Generally, solving the ODE of oscillatory systems in time requires numerically tracking the oscillations. This is a computationally expensive process; however, using the harmonic ansatz removes the oscillatory time-dependence. Simulating instead the harmonic variables of a HarmonicEquation is vastly more efficient - a steady state of the system appears as a fixed point in multidimensional space rather than an oscillatory function.

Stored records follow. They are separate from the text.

PR #4211, opened 2025-05-06
LOOKDEVX-4368 - `UsdAttributeUInt`: unsigned int ufe type support

selvatm-autodesk:
`usdUfe` : Add support for Unsigned Integer Usd Attribute.

### DIFF
--- a/test/lib/ufe/testAttribute.py
+++ b/test/lib/ufe/testAttribute.py
@@ -565,12 +565,10 @@ class AttributeTestCase(unittest.TestCase):
         self.runUndoRedo(ufeAttr, ufeAttr.get()+1)
 
         # # Run test using Maya's setAttr command.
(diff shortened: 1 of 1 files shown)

The extension TimeEvolution is used to interface HarmonicEquation with the solvers contained in OrdinaryDiffEq.jl. Time-dependent parameter sweeps are defined using the object AdiabaticSweep. To use the TimeEvolution extension, one must first load the OrdinaryDiffEq.jl package.

SciMLBase.ODEProblem Method

ODEProblem(
    eom::HarmonicEquation,
    fixed_parameters;
    sweep,
    u0,
    timespan,
    perturb_initial,
    kwargs...
)

Creates an ODEProblem object used by OrdinaryDiffEqTsit5.jl from the equations in eom to simulate time-evolution within timespan. fixed_parameters must be a dictionary mapping parameters+variables to numbers (possible to use a solution index, e.g. solutions[x][y] for branch y of solution x). If u0 is specified, it is used as an initial condition; otherwise the values from fixed_parameters are used.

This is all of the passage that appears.